Saturday, April 9, 2011

Happy Birthday SharePoint

This month, SharePoint turned 10 years old. Where has the time gone? Aside from making me feel old, it makes me excited about what is next. Having been involved with SharePoint since SharePoint Services 2/SharePoint Portal Server 2003, I have seen countless improvements with each release. With SharePoint 2010, the improvements have been seemingly exponential in terms of customization, administration, and integration.

If we compare SharePoint to a child, as Dan Holmes points out, SharePoint is now a “tweener”. In my experience as a father, that means that SharePoint now has a personality that clearly sets it apart from others. And now SharePoint, like a teenager, has some tough decisions to make that will shape the rest of its life. SharePoint has the full support of its parent (Microsoft) and has a solid support structure (the community). It is selling at a reported rate of 20,000 licenses per day for the last five years without enjoying all of the mainstream advertising that Windows, Office and Xbox enjoy.
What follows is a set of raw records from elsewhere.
PR #1598, opened 2026-09-10
Add agentgateway to CI & rename dataplane flag

keithmattix:
Run agentgateway data plane tests as a part of substrate CI (non-blocking to start so we can confirm it's not flaky). Also, change the `--atenet-router` flag to `--atenet-dataplane` to make it clearer that the flag controls ingress and egress.

I've run the e2es locally across gVisor and microVM plus the MITM variants for both. The only skip we do for agentgateway is `TestIngressProtocolDowngrade` because 1. the behavior its testing only exists on the non-CONNECT atunnel ingress path and agentgateway only sends CONNECT to atunnel and 2. I'm not sure that we want this to be a part of the contract that substrate is bound by (e.g. do we really want to commit to atunnel always parsing HTTP?).

My goal with getting both dataplanes into CI is to start taking steps to codify the proxy (router + egress PEP) contract for substrate. The telemetry they emit, atunnel expectations, etc. are all important contracts to  explicitly call out so that they don't become too coupled to a single dataplane implementation.

- [X] Tests pass


keithmattix:
Current failure is a postgres timeout. I think CI just needs to be re-kicked

internal/e2e/suites/networking/grpcingress_test.go
```diff
@@ -57,6 +58,9 @@ var grpcEchoFixtureManifests = e2e.SubstrateFixtureManifests{
 // TestIngressGRPC below is the positive counterpart: the same path, against an
 // actor that really does speak gRPC.
 func TestIngressProtocolDowngrade(t *testing.T) {
+	if os.Getenv("E2E_DATAPLANE") == "agentgateway" {
+		t.Skip("TODO: is HTTP/2-to-HTTP/1 downgrade, and rejecting gRPC for HTTP/1-only actors, an AgentGateway ingress contract?")
```
EItanya, line 61: Moved from [my comment on #1628](https://github.com/agent-substrate/substrate/pull/1628#discussion_r4005663030); this feedback belongs to #1598.

Is that question here whether this is a general ingress contract?

Keith already [answered “Yes” on the original thread](https://github.com/agent-substrate/substrate/pull/1628#discussion_r4006441827).

internal/e2e/suites/parking/parking_test.go
```diff
@@ -62,11 +64,14 @@ func TestRequestParking(t *testing.T) {
 		t.Fatalf("creating router client: %v", err)
 	}
 	defer router.Close()
-	statusz, err := e2e.NewStatuszClient(ctx)
-	if err != nil {
-		t.Fatalf("creating statusz client: %v", err)
+	var statusz *e2e.StatuszClient
+	if os.Getenv("E2E_DATAPLANE") != "agentgateway" {
+		statusz, err = e2e.NewStatuszClient(ctx)
```
EItanya: Moved from [my comment on #1628](https://github.com/agent-substrate/substrate/pull/1628#discussion_r4005667725); this feedback belongs to #1598.

Can we use a more generic solution here?

EItanya (commented):
🤖 Relocated with AI assistance; the original inline comment wording is preserved.

Moved from [my review on #1628](https://github.com/agent-substrate/substrate/pull/1628#pullrequestreview-5198203845), which is stacked on this PR. The three inline comments and the ingress-contract portion of that review belong here:

> I have some clarifying questions about what the actual ingress contract is since there are definitely dataplane specific checks in the tests

The benchmark-specific questions remain on #1628. The CI matrix suggestion is already addressed here.

internal/e2e/suites/parking/parking_test.go
```diff
@@ -273,14 +284,39 @@ func waitForParkedCount(ctx context.Context, t *testing.T, statusz *e2e.StatuszC
...
+			if cond(active) {
 				return
 			}
 		}
 		time.Sleep(150 * time.Millisecond)
 	}
 	t.Fatalf("timed out waiting for the parking gauge to satisfy the condition (last active=%d)", last)
 }
+
+func agentGatewayParkingCount(ctx context.Context) (int, bool) {
```
EItanya: Moved from [my comment on #1628](https://github.com/agent-substrate/substrate/pull/1628#discussion_r4005672113); this feedback belongs to #1598.

Same question about unifying the data gathering mechanism here

Keith’s [reply on the original thread](https://github.com/agent-substrate/substrate/pull/1628#discussion_r4006449447) points to this PR’s description and its goal of defining a shared proxy contract.

internal/e2e/suites/parking/parking_test.go
keithmattix: My plan is to just get both data planes to a working state in CI then iterate on a contract that both data planes implement. New contracts need would need to be persisted there instead of one off. So agree with the comment but will do it in a follow up

internal/e2e/suites/parking/parking_test.go
keithmattix: Yeah +1 to my comment above; we'll define it in a shared contract

internal/e2e/suites/networking/grpcingress_test.go
keithmattix: Answering again here for posterity: yes that's the question. I also bring it up in the PR description

benchmarking/automation/tests.yaml
```diff
@@ -43,7 +43,7 @@
 #                  outrun the default.
 #   ateArgs        Optional. List of strings appended verbatim to
 #                  `hack/install-ate.sh --deploy-ate-system` when this
-#                  test's substrate is deployed (e.g. ["--atenet-router=agentgateway"]
+#                  test's substrate is deployed (e.g. ["--dataplane=agentgateway"]
```
LiorLieberman: maybe atenet-dataplane? easier to connect that this change happens in atenets

internal/e2e/suites/networking/networking_test.go
```diff
@@ -258,38 +258,46 @@ func postThroughEgressActor(t *testing.T, ctx context.Context, router *e2e.Route
...
-			if !strings.Contains(line, "/actor/"+actorName) {
-				continue
+			switch line.container {
+			case "envoy":
+				authority, ok := accessLogField(line.text, "authority")
+				if ok && strings.HasSuffix(authority, ":"+port) && strings.Contains(line.text, "/actor/"+actorName) {
+					t.Logf("egress gateway tunneled the request: %s", line.text)
+					return true
+				}
+			case "agentgateway":
```
LiorLieberman, line 276: is there a way we can wrap it somehow to avoid many switch cases

internal/e2e/suites/networking/networking_test.go
```diff
@@ -258,38 +258,46 @@ func postThroughEgressActor(t *testing.T, ctx context.Context, router *e2e.Route
...
 // replica, until predicate accepts the lines written since.
-func waitForAccessLog(t *testing.T, ctx context.Context, since metav1.Time, want string, predicate func(lines []string) (bool, error)) {
+func waitForAccessLog(t *testing.T, ctx context.Context, since metav1.Time, want string, predicate func(lines []gatewayAccessLogLine) bool) {
 	t.Helper()
 	const (
 		gatewayNamespace = "ate-system"
 		gatewaySelector  = "app=atenet-egress"
-		gatewayContainer = "envoy"
-		// The access log's line prefix, from the HttpConnectionManager
-		// text_format_source in manifests/ate-install/atenet-egress.yaml.
```
LiorLieberman, line 291: where did these go to

internal/e2e/suites/parking/parking_test.go
```diff
@@ -62,11 +64,14 @@ func TestRequestParking(t *testing.T) {
 		t.Fatalf("creating router client: %v", err)
 	}
 	defer router.Close()
-	statusz, err := e2e.NewStatuszClient(ctx)
-	if err != nil {
-		t.Fatalf("creating statusz client: %v", err)
+	var statusz *e2e.StatuszClient
+	if os.Getenv("E2E_DATAPLANE") != "agentgateway" {
```
LiorLieberman: We really need to avoid if envoy if agentgateway everywhere? is there a way we can initialize it in the suit once and avoid switch cases everywhere?

internal/e2e/collector_metrics.go
```diff
@@ -31,6 +31,7 @@ const (
 	collectorNamespace = "otel-system"
 	collectorService   = "opentelemetry-collector"
 	collectorPromPort  = 8889
+	routerStatsPort    = 15020
```
LiorLieberman: what is this port for?

LiorLieberman (commented):
Thanks Keith, LGTM overall a few questions

internal/e2e/suites/networking/networking_test.go
keithmattix: Abstracted into `accessLogField` and the caller `assertEgressGatewayConnect`

internal/e2e/collector_metrics.go
keithmattix: Will rename to prefix with agentgateway. The current metrics reader in our test code relies on OTLP exported metrics while agentgateway just has native prom metrics

internal/e2e/suites/networking/networking_test.go
keithmattix: I can make an interface in the testbed to encode all the dataplane specific behavior. FWIW, my plan is to create a dataplane contract so some of these nuances/features get described in a central place, but we'll have the test wrapper to make this cleaner in the mentime

keithmattix: That being said it's a bigger change than the few conditionals we have today, so I'll push it in a new commit to get some feedback

internal/e2e/suites/parking/parking_test.go
keithmattix: Implemented something in [25c30d6](https://github.com/agent-substrate/substrate/pull/1598/commits/25c30d6eda8cfae7cdeb87b55d8c55b0a1ae6b24)

benchmarking/automation/tests.yaml
keithmattix: Done

LiorLieberman (approved):
LGTM
Thanks @keithmattix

But ultimately, it is going to be up to SharePoint (the product team) to determine its own success. Businesses are definitely adopting the product – probably even faster than what the product team can support. The documentation is starting to catch up and more training is becoming available, but from my vantage point it is the community that is responsible for the success SharePoint has had to date. When faced with technical challenges to business problems, SharePoint professionals often have to turn to each other to solve them – and thankfully they are usually willing and able to help.

As businesses continue to invest in SharePoint and start to leverage it in ways they were not before, it is going to be key for the product team to stay on top of that. It is a shame that some of the limitations I noticed my first week with SharePoint almost seven years ago are still limitations. For example, parent-child data relationships are a fundamental need in developing business applications. SharePoint 2010 introduced a few new features in this regard, but there is much work still to be done. I would hope that in the next release, one would still not need to use SharePoint Designer and XSL coding to develop forms that relate. I would hope that in the near future InfoPath would be able to do simple things like write to two related SharePoint lists without the need for code-behind or third party components.

More and more functionality has been added to SharePoint over the years (CMS, Performance Point, etc.), but more emphasis needs to be placed on making that functionality align with business needs. In my opinion, there are two critical success factors for the future of SharePoint:

1) The product team needs to continue to understand the fundamental needs of its customers and respond to them.

2) Training needs to go deeper than the surface level and deeper into solving problems that are more like those businesses face.

We will do what we can about the latter. Until then, Happy Birthday SharePoint!!!